Au regard de la configuration politique au Sénat, difficile de prédire à quelle entité seront dévolus les sièges réservés à l’opposition au sein du bureau permanent et l’un des commissions. La quasi-totalité des membres de cette institution sont, en effet, acquis à la cause du président de la République et de son administration donc. Les seules voix dissonantes pourraient êtes celles des deux sénateurs du parti « Malagasy miara-mihainga » (MMM).

Bien qu’ayant fait cavalier seul durant les communales et les sénatoriales, le MMM est, officiellement, toujours membre de la coalition présidentielle. Ses ténors siègent toujours à des postes clés au sein du pouvoir. Cependant, même à l’Assem­blée nationale où l’opposition dispose d’un effectif correct, la place de vice-président qui revient à son chef de file est toujours vacante.

Problématique

« La Constitution garantit le droit à l’opposition démocratique », souligne la Loi fondamentale. Elle ajoute qu’après chaque élection législative, « les groupes politiques d’opposition désignent un chef de l’opposition », mais aussi, que le statut de l’opposition et des partis d’opposition, est déterminé par la loi.

La loi portant statut de l’opposition et des partis d’opposition, datant de l’année 2011, prévoit, notamment, que pour l’effectivité de sa fonction de représentation des entités d’opposition, est notamment reconnu au chef de l’opposition officielle « le droit d’appartenance de plein droit au bureau de l’Assemblée nationale ». Une disposition dont l’application est devenue problématique.

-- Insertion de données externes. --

PR #3762, opened 2020-09-23
Breaking a ref cycle created by default in Flask()

### LINKED ISSUE #3761: A Flask app holds a reference to itself
```python
from flask import Flask
import objgraph

def make_app():
    app = Flask(__name__)

    @app.route('/')
    def hello_world():
        return 'Hello, World!'

    return app

def test():
    myapp = make_app()
    objgraph.show_backrefs([myapp], filename='backrefs.png', max_depth=6)

test()
```

Here's what the produced reference graph looks like:
backrefs

Is it the intended behavior? In our library a Flask app is created dynamically in a closure, and as a result it retains anything else that was created in that closure. We work around this by having a trampoline function and passing heavy objects as weakrefs, but it was still unexpected.

### Environment

* Python version: 3.7.5
* Flask version: 1.1.2
* Werkzeug version: 1.0.1

fjarri:
Fixes #3761

Breaks the ref cycle `Flask` -> `view_functions` -> `self.send_static_file` -> `Flask` that is created in the constructor.

### DIFF
--- a/src/flask/app.py
+++ b/src/flask/app.py
@@ -1,5 +1,6 @@
 import os
 import sys
+import weakref
 from datetime import timedelta
 from itertools import chain
 from threading import Lock
@@ -474,6 +475,7 @@ class Flask(Scaffold):
         # Note we do this without checking if static_folder exists.
         # For one, it might be created while the server is running (e.g. during
         # development). Also, Google App Engine stores static files somewhere
+        self_ref = weakref.ref(self)
         if self.has_static_folder:
             assert (
                 bool(static_host) == host_matching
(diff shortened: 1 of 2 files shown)


jab (commented):
Thanks for the PR! I’m not sure if we’ll end up accepting this change (defer to @davidism), but in the meantime it wouldn’t hurt to add some test coverage. Here’s an example of some test coverage I added to one of my projects to prove my weakrefs are working as intended, in case it’s helpful: https://github.com/jab/bidict/blob/master/tests/properties/test_properties.py#L273

fjarri:
Thanks for the pointer, I added a test (shamelessly most of it from your project).

Issue #3768, opened 2020-09-27
Typo in Flask pallets fileuploads


miquelvir:
### Expected Behavior
"if user does not select file, browsers also submit an empty part without filename" [missing plural s in 'browser']
or
"if user does not select file, browser also submits an empty part without filename" [missing present simple s in 'submit']

### Actual Behavior
"if user does not select file, browser also submit an empty part without filename"

Sorry if it should have been a pull request.

ThiefMaster:
Yes, a PR would have been much better for this :)

Also, there should be a "the" before "user".

miquelvir:
Okey, I'm going to close the issue and create a PR then.

PR #3769, opened 2020-09-27
grammar mistake fix

miquelvir:
Grammar mistake in comment from the fileuploads patterns example in the docs.

### DIFF
--- a/docs/patterns/fileuploads.rst
+++ b/docs/patterns/fileuploads.rst
@@ -55,8 +55,8 @@ the file and redirects the user to the URL for the uploaded file::
                 flash('No file part')
                 return redirect(request.url)
             file = request.files['file']
-            # if user does not select file, browser also
-            # submit an empty part without filename
+            # If the user does not select a file, the browser submits an
+            # empty file without a filename.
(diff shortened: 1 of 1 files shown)


davidism:
There are still grammatical issues with this. If fixing a top is important, please clean up the entire area.

miquelvir:
Hi @davidism , it is my first PR and I am not a native English speaker. I have tried correcting all the mistakes in the file, but please let me know if I have done something wrong.

davidism:
Sorry, I guess I wasn't clear. I was referring to the specific sentence you were editing, not the entire document.

davidism:
Note that the original fix wasn't particularly necessary either.

> # if user does not select file, browser also
> # submit an empty part without filename

This sort of style, without the "a" and "the" before nouns, is common in code comments. The only thing wrong here is "browser also submit" should be "browser also submits".

miquelvir:
Thank's for the clarification. It was not my original intention to change the 'the'; I only wanted to add the missing present simple 's', but was told to also add the 'the' before user: https://github.com/pallets/flask/issues/3768.

Issue #3780, opened 2020-10-07
@app.route should either trim urls or throw an error when route ending with space is provided


lalnuo:
### Expected Behavior
If user writes code like this, @app.route should either throw an exception or trim the given path.
```python
from flask import Flask

app = Flask(__name__)

@app.route("/foobar ")
def hello():
    return "Hello, World!"
```

### Actual Behavior
@app.route silently accepts the url that ends with space and navigating to `/foobar` doesnt work. 

### Environment

* Python version: Python 3.8.0
* Flask version: 1.1.2
* Werkzeug version:

davidism:
While this is probably not a good URL to use, there is nothing invalid about it. This would be a good test to add to a linter, such as a flake8 plugin for flask-related checks. But it is not an error, and would be incorrect for Flask to change the URL.

```python
from flask import Flask, url_for

app = Flask(__name__)

@app.route("/")
def index():
    return url_for("space")

@app.route("/space ")
def space():
    return "space"
```

```
/space%20
```

PR #3781, opened 2020-10-07
Raise an error if rule starts or ends with a space

lalnuo:
This PR solves https://github.com/pallets/flask/issues/3780. After this PR is merged creating routes like this will throw an error:

`@bp.route("/bar ")`
`@bp.route(" /bar")`


davidism:
See #3780 for close reason.

PR #3782, opened 2020-10-08
Ready flask app for beginners

DhyanTD:
create a basic blogging website with this module.
note: you have to use html templates for main interface , 
do little modification has per your needs


davidism:
Thanks, but we already have an example paired with the tutorial, and Flask-SQLAlchemy has the same example adapted to use SQLAlchemy.

PR #3786, opened 2020-10-10
Parmetrizing tests

sanders41:
Removing variable loop from within test cases and moving them to pytest parameters.

### DIFF
--- a/tests/test_helpers.py
+++ b/tests/test_helpers.py
@@ -895,9 +895,9 @@ class TestStreaming:
 
 
 class TestSafeJoin:
-    def test_safe_join(self):
-        # Valid combinations of *args and expected joined paths.
-        passing = (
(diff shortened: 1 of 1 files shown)


tests/test_helpers.py
```diff
@@ -912,14 +912,16 @@ def test_safe_join(self):
...
             (("../", "a/b/c"), "../a/b/c"),
             (("/..",), "/.."),
-        )
-
-        for args, expected in passing:
-            assert flask.safe_join(*args) == expected
+        ),
+    )
+    def test_safe_join(self, passing):
+        args = passing[0]
```
davidism, line 918: Split this into multiple parameters. `("args", "expected")` instead of `"passing"`.

sanders41: I updated them to args and expected as requested.

PR #3793, opened 2020-10-16
Add signed int and float to docs

adithyay328:
Adds signed int and float converter types to the docs.

Signed ints and floats were added in this PR to werkzeug, but were never added to the flask docs:
https://github.com/pallets/werkzeug/pull/1355

I checked to make sure that these URL paramater types were available in flask, and after testing the following code, I can confirm that they are actually supported.

```
from flask import Flask, request, Response
app = Flask(__name__)
    
@app.route("/int/<int:intParam>", methods=["GET"])
def normalInt(intParam):
    return Response("normalInt: " + str(intParam))

@app.route("/int/<int(signed=True):intParam>", methods=["GET"])
def signedInt(intParam):
    return Response("signedInt: " + str(intParam))
    
@app.route("/float/<float:floatParam>", methods=["GET"])
def normalFloat(floatParam):
    return Response("normalFloat: " + str(floatParam))

@app.route("/float/<float(signed=True):floatParam>", methods=["GET"])
def signedFloat(floatParam):
    return Response("signedFloat: " + str(floatParam))
```

### DIFF
--- a/docs/api.rst
+++ b/docs/api.rst
@@ -608,14 +608,15 @@ Variable parts are passed to the view function as keyword arguments.
 
 The following converters are available:
 
-=========== ===============================================
-`string`    accepts any text without a slash (the default)
-`int`       accepts integers
-`float`     like `int` but for floating point values
-`path`      like the default but also accepts slashes
-`any`       matches one of the items provided
-`uuid`      accepts UUID strings
-=========== ===============================================
+======================   ====================================================
+``string``               (default) accepts any text without a slash
+``int``                  accepts positive integers
+``int(signed=True)``     accepts positive and negative integers
+``float``                accepts positive floating point values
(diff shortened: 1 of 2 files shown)


davidism:
Thanks, but I don't think I want to add this right now. These are not different types, they're types with arguments. Note that the `any` converter is not included either, nor are the options for `str` or the other options for `int` and `float`. I'd rather find a better way (probably a pallets-sphinx-theme domain, similar to Jinja) to link the converters to their docs in Werkzeug.

davidism:
For now, if you want to make a new PR that makes these names link to their docs in Werkzeug, that would be good.

adithyay328:
@davidism Thanks for the feedback! I'll get on that soon.

PR #3794, opened 2020-10-17
Ensure session_interface.open_session is called after URL matching

### LINKED ISSUE #3776: request.endpoint always None in SessionInterface.open_session
### Expected Behavior

Session Interface should have access to `request.endpoint` from `open_session`. In Versions before 1.1.0, this worked fine.

### Actual Behavior
Our SessionInterface subclass looks at `request.endpoint` to determine if it should open a new session - opening a new is only appropriate on some endpoints. Now this is always `None`, so it cannot make this distinction anymore.

I believe #3104 (issue #3088) broke this.

### Environment

* Python version: 3.8.5
* Flask version: 1.1.2
* Werkzeug version: 0.16.1

mbpreble:
Fixes #3776

This moves a call to `match_request` prior to invocation of `session_interface.open_session`. 
There is a new test which confirms that test application can access `request.endpont` in its `open_session` implementation - this test fails prior to the change since an assertion error triggers a 500 status.

### DIFF
--- a/CHANGES.rst
+++ b/CHANGES.rst
@@ -60,6 +60,9 @@ Unreleased
     conditional requests instead of using a timed cache. :pr:`3828`
 -   ``helpers.safe_join`` is deprecated. Use
     ``werkzeug.utils.safe_join`` instead. :pr:`3828`
+-   The request context does route matching before opening the session.
+    This could allow a session interface to change behavior based on
+    ``request.endpoint``. :issue:`3776`
 
 
 Version 1.1.2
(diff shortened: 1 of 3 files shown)


davidism:
I need to review this in more detail, I'm not sure if there was a reason for the ordering. This code was last changed a year ago in #3104. Since I'm not going to get to this before October's over, I'm marking this valid for Hacktoberfest in case you're participating.

davidism:
I can't see any reason not to do this right now. The previous PR I linked moved it from a completely different part of the code, I think we just didn't consider back then whether it made sense to move it anywhere but the end of `push`.

davidism:
Planning to roll this back, see #4053

davidism:
Reverted in #4055

PR #3797, opened 2020-10-18
added numpy requirement

anshroge:


ThiefMaster:
why would we want that? flask doesn't use numpy and neither do the docs. not to mention that this file is generated based on `requirements/docs.in`...

PR #3799, opened 2020-10-20
Small fixes and improvements

proggga:
Small fixes, noting to add in changes

### DIFF
--- a/src/flask/blueprints.py
+++ b/src/flask/blueprints.py
@@ -284,11 +284,11 @@ class Blueprint(Scaffold):
 
         if cli_resolved_group is None:
             app.cli.commands.update(self.cli.commands)
-        elif cli_resolved_group is _sentinel:
-            self.cli.name = self.name
-            app.cli.add_command(self.cli)
         else:
-            self.cli.name = cli_resolved_group
+            if cli_resolved_group is _sentinel:
+                self.cli.name = self.name
+            else:
+                self.cli.name = cli_resolved_group
             app.cli.add_command(self.cli)
 
     def add_url_rule(self, rule, endpoint=None, view_func=None, **options):
--- a/src/flask/cli.py
+++ b/src/flask/cli.py
@@ -640,7 +640,7 @@ def load_dotenv(path=None):
 
         return False
 
-    new_dir = None
+    env_loaded = False
 
     for name in (".env", ".flaskenv"):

En 2019, Marc Ravalomanana, ancien chef d’État, a été érigé en chef de l’opposition par un courant d’opposants. Depuis, il a été alors soulevé que le chef de l’opposition officielle qui siégera au sein du bureau permanent de l’Assemblée nationale, devait être un député. Une idée reprise par le député Brunelle Razafi­tsiandraofa, dans une proposition de loi modifiant le texte portant statut de l’opposition. Adopté par ses pairs à l’Assemblée nationale, la proposition de loi attend toujours son inscription à l’ordre du jour de la Chambre haute.

Le débat sur la qualité de parlementaire ou non, pourrait aussi, concerner celui ou celle qui siégera en tant que troisième vice-président du Sénat. Le député Razafitsiandraofa soutient que son deux avis de la Haute cour constitutionnelle (HCC), ont déclenché son initiative de loi. Dans un avis qui date de 2017, la HCC que la loi portant statut de l’opposition « connaît des lacunes et des insuffisances qui ne permettent pas de procéder, présentement, à la désignation du chef de l’opposition officielle à l’Assemblée nationale ».

Dans un autre avis publié en 2014, la Cour d’Ambo­hidahy distingue « l’opposition parlementaire et extra­- parlementaire ». En 2017, elle précise que « le statut de l’opposition (…) concerne principalement l’opposition parle­mentaire constituée par l’ensemble des partis politiques qui ne forment pas la majorité parlementaire ».

En l’état actuel des choses, le débat reste entier. Tout comme à l’Assemblée nationale, le siège de vice-président dévolu à l’opposition risque d’être vacant durant un bon bout de temps.